It seems that Mr. Sternbach's idea was that the ship was suspended in a subspace bubble and the bubble itself moved, rather than the ship. Effectively, it was the same as the canon depictions of warp drive just at far lower power.
 
BuzzKnox,

Yes, but the thing you're not understanding is...

A propulsive warp bubble would have the ship inside the bubble, with the front part of the field compressing space which would be pulling the ship forward, with the rear part of the bubble stretching space out which would be pushing the ship forward.

The ship would be in the bubble and would be apparently not too adversely effected by tidal forces, however if you ejected something out the back it would eventually run into the field which would be pushing in the opposite direction. It would most likely cancel it out.
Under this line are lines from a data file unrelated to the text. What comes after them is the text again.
PR #178, opened 2025-01-31
Implemented Schema Reporter for Integration with DataHub

5:
In order to support the best practices of data governance, Cassandra Sidecar is now capable of periodically reporting the full cluster schema to an instance of DataHub in a reliable and efficient manner.


server/src/main/java/org/apache/cassandra/sidecar/datahub/SchemaReportingTask.java
```diff
@@ -0,0 +1,107 @@
...
+    public void execute(Promise<Void> promise)
+    {
+        try
+        {
+            reporter.process(session.get().getCluster());
+            promise.complete();
+        }
+        catch (Throwable throwable)
+        {
+            LOGGER.error("Failed to convert and report the current schema");
```
frankgh: maybe log the exception here?
```suggestion
            LOGGER.error("Failed to convert and report the current schema", throwable);
```

server/src/main/java/org/apache/cassandra/sidecar/datahub/SchemaReportingTask.java
```diff
@@ -0,0 +1,107 @@
...
+            promise.fail(throwable);
+        }
+    }
+
+    @Override
+    public Void result()
+    {
+        return null;  // No result can be returned from a {@link PeriodicTask}
+    }
```
frankgh: NIT, we can omit the override here.

frankgh (commented):
Looks good overall. I left a couple minor comments.

server/src/main/java/org/apache/cassandra/sidecar/datahub/SchemaReportingTask.java
5: @yifan-c had the same suggestion, but the base implementation throws an exception, which I don't want to happen ever, even if someone calls the method.

server/src/main/java/org/apache/cassandra/sidecar/datahub/SchemaReportingTask.java
5: Good point, added.

server/src/main/java/org/apache/cassandra/sidecar/datahub/SchemaReportingTask.java
frankgh: the PeriodicTaskExecutor class will handle this task, and it will not call the method (by design). So there's no need to do this.

5: Removed this override and amended the same commit.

If you fired something forward, interestingly like a retro-thruster, that would work, but not the other way because of the way the field would work.


CuttingEdge100
 
The problem is in impulse maneuvering, not warp propulsion. Then again, it all depneds on how fast the IDF reactions to any acceleration linear or angular.
 
BuzzKnox,

Yes, but the thing you're not understanding is...

A propulsive warp bubble would have the ship inside the bubble, with the front part of the field compressing space which would be pulling the ship forward, with the rear part of the bubble stretching space out which would be pushing the ship forward.

The ship would be in the bubble and would be apparently not too adversely effected by tidal forces, however if you ejected something out the back it would eventually run into the field which would be pushing in the opposite direction. It would most likely cancel it out. If you fired something forward, interestingly like a retro-thruster, that would work, but not the other way because of the way the field would work.


CuttingEdge100

What are you planning on ejecting out the rear besides exhaust or a torpedo (which we know has a drive system all its own)? Impulse exhaust disrupts shields (as seen in the episode where Ro defects to the Maquis) so the interaction may not be as simple as you suggest.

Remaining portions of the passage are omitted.